-- Opening Marker --

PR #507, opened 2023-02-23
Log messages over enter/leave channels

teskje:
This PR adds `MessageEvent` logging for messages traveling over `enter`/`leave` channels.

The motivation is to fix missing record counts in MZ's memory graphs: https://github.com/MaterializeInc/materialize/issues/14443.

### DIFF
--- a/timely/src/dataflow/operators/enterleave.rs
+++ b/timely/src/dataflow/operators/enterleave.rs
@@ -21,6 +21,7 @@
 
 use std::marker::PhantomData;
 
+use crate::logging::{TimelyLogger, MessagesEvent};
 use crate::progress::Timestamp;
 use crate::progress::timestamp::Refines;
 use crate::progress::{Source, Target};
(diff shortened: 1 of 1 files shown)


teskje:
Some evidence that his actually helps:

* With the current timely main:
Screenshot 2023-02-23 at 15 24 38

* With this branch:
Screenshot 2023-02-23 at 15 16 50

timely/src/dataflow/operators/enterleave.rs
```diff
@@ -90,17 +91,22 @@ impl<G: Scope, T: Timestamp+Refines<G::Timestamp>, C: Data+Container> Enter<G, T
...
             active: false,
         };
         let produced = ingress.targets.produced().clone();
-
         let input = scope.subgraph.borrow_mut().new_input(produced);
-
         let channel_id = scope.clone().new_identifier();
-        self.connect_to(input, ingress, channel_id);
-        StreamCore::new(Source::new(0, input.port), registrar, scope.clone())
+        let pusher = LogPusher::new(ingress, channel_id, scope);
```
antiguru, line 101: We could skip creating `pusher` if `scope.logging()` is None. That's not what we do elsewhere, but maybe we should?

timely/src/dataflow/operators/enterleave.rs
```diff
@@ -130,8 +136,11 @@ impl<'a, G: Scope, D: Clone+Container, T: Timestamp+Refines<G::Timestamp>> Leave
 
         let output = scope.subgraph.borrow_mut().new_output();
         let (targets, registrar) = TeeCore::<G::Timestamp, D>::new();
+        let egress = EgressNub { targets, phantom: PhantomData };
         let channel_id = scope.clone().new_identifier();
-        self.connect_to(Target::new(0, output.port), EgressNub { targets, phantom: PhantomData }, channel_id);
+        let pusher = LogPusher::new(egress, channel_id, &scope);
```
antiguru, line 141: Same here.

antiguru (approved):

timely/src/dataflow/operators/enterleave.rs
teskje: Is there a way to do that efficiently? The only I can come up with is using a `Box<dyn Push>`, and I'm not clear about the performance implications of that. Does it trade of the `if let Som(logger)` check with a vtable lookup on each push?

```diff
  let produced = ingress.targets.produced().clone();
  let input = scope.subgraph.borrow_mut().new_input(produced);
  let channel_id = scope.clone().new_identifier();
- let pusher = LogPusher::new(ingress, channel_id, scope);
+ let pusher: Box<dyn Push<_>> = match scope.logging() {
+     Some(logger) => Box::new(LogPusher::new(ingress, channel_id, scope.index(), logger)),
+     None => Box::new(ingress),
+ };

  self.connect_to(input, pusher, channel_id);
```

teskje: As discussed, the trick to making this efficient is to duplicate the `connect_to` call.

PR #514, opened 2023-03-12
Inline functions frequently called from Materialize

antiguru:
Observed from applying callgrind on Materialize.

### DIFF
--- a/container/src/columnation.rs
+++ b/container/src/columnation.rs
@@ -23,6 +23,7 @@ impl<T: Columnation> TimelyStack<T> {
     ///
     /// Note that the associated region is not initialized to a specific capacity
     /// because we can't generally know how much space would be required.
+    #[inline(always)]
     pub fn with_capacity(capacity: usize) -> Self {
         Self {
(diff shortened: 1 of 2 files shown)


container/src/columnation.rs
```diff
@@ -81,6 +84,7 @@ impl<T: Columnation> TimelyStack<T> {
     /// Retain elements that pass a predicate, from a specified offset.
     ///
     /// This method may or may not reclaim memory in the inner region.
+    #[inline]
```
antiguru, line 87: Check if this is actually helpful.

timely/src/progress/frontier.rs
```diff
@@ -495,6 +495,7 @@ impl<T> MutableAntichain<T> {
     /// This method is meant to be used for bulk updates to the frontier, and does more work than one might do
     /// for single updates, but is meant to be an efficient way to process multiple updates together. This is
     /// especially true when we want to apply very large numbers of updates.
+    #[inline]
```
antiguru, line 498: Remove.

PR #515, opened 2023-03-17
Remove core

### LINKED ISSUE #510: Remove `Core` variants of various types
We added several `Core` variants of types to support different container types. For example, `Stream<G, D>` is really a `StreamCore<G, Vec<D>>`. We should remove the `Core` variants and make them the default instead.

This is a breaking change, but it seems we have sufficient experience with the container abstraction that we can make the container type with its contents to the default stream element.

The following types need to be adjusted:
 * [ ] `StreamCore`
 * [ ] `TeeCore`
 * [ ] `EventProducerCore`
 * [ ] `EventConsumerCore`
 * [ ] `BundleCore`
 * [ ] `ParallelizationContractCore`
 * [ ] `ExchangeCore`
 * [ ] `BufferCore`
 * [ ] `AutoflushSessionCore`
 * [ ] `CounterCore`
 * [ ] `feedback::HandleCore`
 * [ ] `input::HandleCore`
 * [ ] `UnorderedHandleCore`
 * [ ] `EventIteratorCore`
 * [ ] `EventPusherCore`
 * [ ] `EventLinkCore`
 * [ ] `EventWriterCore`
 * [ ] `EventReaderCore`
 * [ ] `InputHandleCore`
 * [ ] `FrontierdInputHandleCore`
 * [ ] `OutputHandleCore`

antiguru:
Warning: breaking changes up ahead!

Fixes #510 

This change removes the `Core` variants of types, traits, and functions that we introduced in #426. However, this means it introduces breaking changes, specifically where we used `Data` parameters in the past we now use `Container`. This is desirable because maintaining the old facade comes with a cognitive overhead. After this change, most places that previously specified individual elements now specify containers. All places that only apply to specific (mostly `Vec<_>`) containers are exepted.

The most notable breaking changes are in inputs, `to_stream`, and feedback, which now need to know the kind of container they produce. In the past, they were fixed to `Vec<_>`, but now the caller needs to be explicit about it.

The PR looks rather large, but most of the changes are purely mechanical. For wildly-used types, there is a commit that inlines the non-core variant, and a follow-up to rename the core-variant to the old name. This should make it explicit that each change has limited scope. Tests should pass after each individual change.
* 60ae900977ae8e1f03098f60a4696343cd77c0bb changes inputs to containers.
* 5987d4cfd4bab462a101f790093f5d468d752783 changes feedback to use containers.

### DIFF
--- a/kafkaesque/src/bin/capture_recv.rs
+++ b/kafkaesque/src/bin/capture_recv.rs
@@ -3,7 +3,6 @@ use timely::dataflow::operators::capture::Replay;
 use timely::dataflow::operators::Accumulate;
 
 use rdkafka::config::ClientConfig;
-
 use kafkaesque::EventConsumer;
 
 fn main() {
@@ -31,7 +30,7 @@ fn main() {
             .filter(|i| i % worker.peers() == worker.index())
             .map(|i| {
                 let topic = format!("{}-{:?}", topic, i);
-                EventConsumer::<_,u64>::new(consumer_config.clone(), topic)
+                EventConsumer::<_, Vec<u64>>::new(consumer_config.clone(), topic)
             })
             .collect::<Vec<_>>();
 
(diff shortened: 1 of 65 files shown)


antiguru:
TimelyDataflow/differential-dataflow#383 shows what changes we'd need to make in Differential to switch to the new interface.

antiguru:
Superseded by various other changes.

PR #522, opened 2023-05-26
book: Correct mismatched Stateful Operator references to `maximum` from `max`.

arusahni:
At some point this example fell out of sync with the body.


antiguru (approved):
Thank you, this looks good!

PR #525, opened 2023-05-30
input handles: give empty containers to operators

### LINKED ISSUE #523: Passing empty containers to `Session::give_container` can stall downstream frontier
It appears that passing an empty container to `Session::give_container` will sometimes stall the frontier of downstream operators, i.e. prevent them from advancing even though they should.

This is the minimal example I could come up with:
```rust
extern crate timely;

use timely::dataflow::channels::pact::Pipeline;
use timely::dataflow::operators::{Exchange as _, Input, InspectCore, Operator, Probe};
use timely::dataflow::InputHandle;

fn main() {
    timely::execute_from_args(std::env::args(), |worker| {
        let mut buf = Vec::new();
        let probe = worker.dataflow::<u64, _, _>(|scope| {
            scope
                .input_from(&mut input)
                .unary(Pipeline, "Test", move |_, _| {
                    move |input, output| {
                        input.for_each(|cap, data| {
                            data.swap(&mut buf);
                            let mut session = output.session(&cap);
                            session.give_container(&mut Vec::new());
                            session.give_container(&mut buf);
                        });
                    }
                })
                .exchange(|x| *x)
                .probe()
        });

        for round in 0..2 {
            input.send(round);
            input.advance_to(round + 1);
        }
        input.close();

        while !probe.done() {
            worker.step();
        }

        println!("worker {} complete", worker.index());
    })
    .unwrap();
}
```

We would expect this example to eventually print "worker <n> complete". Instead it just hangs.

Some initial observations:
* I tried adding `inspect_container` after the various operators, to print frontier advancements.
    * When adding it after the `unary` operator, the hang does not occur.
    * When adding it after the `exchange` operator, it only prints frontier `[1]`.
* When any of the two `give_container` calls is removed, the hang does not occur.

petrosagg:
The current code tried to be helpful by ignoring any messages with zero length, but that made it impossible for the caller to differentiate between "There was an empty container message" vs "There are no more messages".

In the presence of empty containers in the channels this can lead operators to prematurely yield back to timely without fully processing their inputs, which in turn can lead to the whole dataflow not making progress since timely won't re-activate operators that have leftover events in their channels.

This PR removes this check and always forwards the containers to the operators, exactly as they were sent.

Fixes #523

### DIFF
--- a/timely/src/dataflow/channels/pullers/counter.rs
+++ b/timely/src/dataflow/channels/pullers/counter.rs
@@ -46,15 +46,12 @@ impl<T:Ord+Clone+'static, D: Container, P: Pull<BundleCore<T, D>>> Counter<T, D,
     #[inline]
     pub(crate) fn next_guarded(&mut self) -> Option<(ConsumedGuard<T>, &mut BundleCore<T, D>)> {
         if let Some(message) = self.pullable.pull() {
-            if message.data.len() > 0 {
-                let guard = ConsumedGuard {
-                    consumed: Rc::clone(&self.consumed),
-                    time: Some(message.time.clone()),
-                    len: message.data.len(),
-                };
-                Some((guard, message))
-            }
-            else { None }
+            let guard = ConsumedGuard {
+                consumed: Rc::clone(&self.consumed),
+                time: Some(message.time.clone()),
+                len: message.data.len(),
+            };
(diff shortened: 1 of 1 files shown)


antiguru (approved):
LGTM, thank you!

-- Closing Marker --
-- Opening Marker --

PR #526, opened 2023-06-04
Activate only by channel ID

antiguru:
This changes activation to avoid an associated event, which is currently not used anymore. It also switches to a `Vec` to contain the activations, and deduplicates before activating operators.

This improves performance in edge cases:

-- Closing Marker --

*What the exercise asks*: Would you please return every line in the listing where "making" shows up?

*Result of this task*:
teskje: As discussed, the trick to making this efficient is to duplicate the `connect_to` call.
In the presence of empty containers in the channels this can lead operators to prematurely yield back to timely without fully processing their inputs, which in turn can lead to the whole dataflow not making progress since timely won't re-activate operators that have leftover events in their channels.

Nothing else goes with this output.